Current status of Jepsen tests

Hi guys! I noticed on Github, a bunch of issue threads started by aphyr (Kyle) are still open Issues · dgraph-io/dgraph · GitHub

Can these issues be addressed/closed? What’s the current status of them? Have they been fixed in the latest version? Are there any outstanding Jepsen issues that have not been resolved?

Is there any way for the public to see the status of the nightly Jepsen test runs?

Also are there plans to do a new Jepsen test? Is that why these threads were never marked as closed?

Sorry for all the questions :stuck_out_tongue: Thanks for any info!

I’ll go through the issues later but I believe all these issues were addressed before the latest Jepsen report was published.

Currently we don’t share the results of our Jepsen tests. No plans for another Jepsen report at the moment. The issues are most likely still open because we forgot to close them.

Currently all the Jepsen tests pass on master but we are working on running nightly tests reliably. There are some issues with Jepsen that cause some tests to crash early due to issues during the cluster setup (not an issue with Dgraph itself). We are working on making the tests more reliable but at the moment there are no failing tests (tests where the Jepsen analysis fails).

1 Like

The move tablet tests were failing before. Is that no longer the case?

I believe this was fixed when the issues with split posting lists were fixed. I haven’t seen a failure yet but I’ll keep those issues open for now and check again when we have stable nightly tests.

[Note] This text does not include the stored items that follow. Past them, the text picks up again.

Issue #1911, opened 2023-10-24
[Feature]: Add dark theme support to Jaeger-UI


anshgoyalevil:
### Requirement

Since Jaeger is a distributed tracing platform, we sometimes need to look at the traces the whole day. Working with a high-contrast UI becomes a pain for the eye in such cases.

### Problem

Jaeger-UI currently supports only the light theme. A dark theme would help users focus on observability rather than eye strain.

### Proposal

Since react v18, and ant-design v5, the support for dynamic theming and state management has improved.

ant-design provides three theme algorithms: `defaultAlgorithm`, `darkAlgorithm`, and `compactAlgorithm`. Our concern is with the first two.

We can change the `jaegerTheme`'s default algorithm based on the current state of the theme. For example:

```diff
const jaegerTheme = {
+ algorithm: theme.darkAlgorithm,
  token: {
    ...defaultTheme.token,
    colorPrimary: '#199',
  },
  components: {
    ...defaultTheme.components,
    Layout: {
      ...defaultTheme.components.Layout,
      bodyBg: '#fff',
      headerBg: '#404040',
      footerBg: '#fff',
      headerHeight: 48,
      headerPadding: '0 50',
....rest of code
```
will change the whole Jaeger-UI to dark mode, but currently, since we haven't designed the whole UI that way, there are many areas where the theme still remains the same, i.e., light.

State management features of react (ex, `useState` in react 18) can be used to manage the current theme's value and can be used to set the theme dynamically based on the click of a button, like in most applications.

Actionable items:
- Remove the hard-coded themes from the codebase, and make use of colors based on the current theme state's algorithm
- Go step-by-step, with small code changes/PRs at each step.
- Use statement management to change/store the current theme.
- Add a Switch kind of component to the NavBar to toggle between dark and light modes.

Relevant documentation:
- ant-design theme customization guide: https://ant.design/docs/react/customize-theme
- https://ant.design/docs/spec/dark

yurishkuro:
This is not a small issue in itself, but can be broken into many small changes that are actually `good-first-issue`s

yurishkuro:
@anshgoyalevil [this section](https://ant.design/docs/react/customize-theme#seedtoken) describes a lot of pre-defined names/tokens. Is the intention that our higher-level components should be using those tokens for their styles as well? We have a bunch of custom styles, I am wondering if they all need to be migrated, or if the approach that we can keep those custom tokens but migrate them into the themes framework to allow switching.

[...]

PR #3178, opened 2025-11-28
Dark theme ADR

yurishkuro:
Part of #1911 

Main files:
  * docs/adr/0001-design-token-based-theming.md
  * docs/adr/0001/Design-Token-Migration-Instructions.md

The rest can be deleted once the migration is finished.


ghost:
Is the expected workflow like this:
1. pick a file from `phase-1-2-checklist.md`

Last time I ran the full suite all the tests were passing.

I closed a couple of issues that are marked as fixed in the Jepsen report.

1 Like

Could we run these tests repeatedly to verify if they have been fixed? The nightly would be good, but it won’t run the same test like 20-30 times.

1 Like

Any specific workload and nemesis combination that I should try?

move tablet is the one which was breaking – I think all the issues mentioned above are probably for move tablet.